Stored items from a collection:
PR #14144, opened 2021-05-05
Improve exception safety for maintenance thread & shard unlocking

jsteemann:
### Scope & Purpose

Improve exception safety for cluster maintenance threads.
If the `nextState()` method in MaintenanceWorker.cpp threw an exception, the maintenance thread was stopped and not restarted. Now this is properly caught, and the action will be set to `FAILED` state.

In addition, shard unlock in maintenance actions that had to do with shards was potentially unsafe, because it was happening in an action's `setState()` method but could require several memory allocations, with potential to throw exceptions before unlocking is carried out.
Shard unlocking is now ensured by storing the shard name as an instance variable, so there do not need to be lookups and temporary string creations to find out the shard name. In SynchronizeShard.cpp, shard unlocking was also put into a scopeGuard so we will see a guaranteed execution even with exceptions.

#### Backports:

- [x] Backports required for 3.8: https://github.com/arangodb/arangodb/pull/14143

### Testing & Verification

- [x] This change is already covered by existing tests, such as *cluster tests*.

### DIFF
--- a/arangod/Cluster/ActionBase.h
+++ b/arangod/Cluster/ActionBase.h
@@ -232,6 +232,30 @@ private:
 
 };  // class ActionBase
 
+class ShardDefinition {
+ public:
+  ShardDefinition(ShardDefinition const&) = delete;
+  ShardDefinition& operator=(ShardDefinition const&) = delete;
+
+  ShardDefinition(std::string const& database, std::string const& shard);
+
+  std::string const& getDatabase() const noexcept {
+    return _database;
+  }
+  
+  std::string const& getShard() const noexcept {
+    return _shard;
+  }
+
+  bool isValid() const noexcept {
+    return !_database.empty() && !_shard.empty();
+  }
+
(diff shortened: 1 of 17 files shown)


arangod/Cluster/ActionBase.h
```diff
@@ -232,6 +232,30 @@ class ActionBase {
 
 };  // class ActionBase
 
+class ShardDefinition {
+ public:
+  ShardDefinition(ShardDefinition const&) = delete;
+  ShardDefinition& operator=(ShardDefinition const&) = delete;
+
+  ShardDefinition(std::string const& database, std::string const& shard);
```
jsteemann, line 240:
```suggestion
  ShardDefinition(std::string const& database, std::string const& shard);
  
  virtual ~ShardDefinition() = default;
```

neunhoef (approved):
LGTM

PR #14146, opened 2021-05-05
Fix bugs in fuerte with H2 and VST connections

neunhoef:
This fixes two bugs in fuerte with HTTP/2 and VST connections.

- Do not call callbacks more than once. This could happen since in HTTP/2 a request lingers in form of an HTTP/2 stream for some time longer after its callback has been called by a timeout. If the next timeout (for a different request) is hit, the callback could be called a second time. This is now prevented by keeping some more state.
- Fix bug with timeouts in H2 connections in fuerte. This was a simple typo in the tracking if we are reading and/or writing.
- CHANGELOG.

#### Backports:

- [*] Backports required for: 3.6, 3.7 and 3.8

### Testing & Verification

- [*] This change is already covered by existing tests: Fuerte tests


jsteemann (approved):
LGTM!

* **What this task involves**:
In the preceding records, how many lines include the word "string"? Reply with the number only.

* **Response to this task**:
6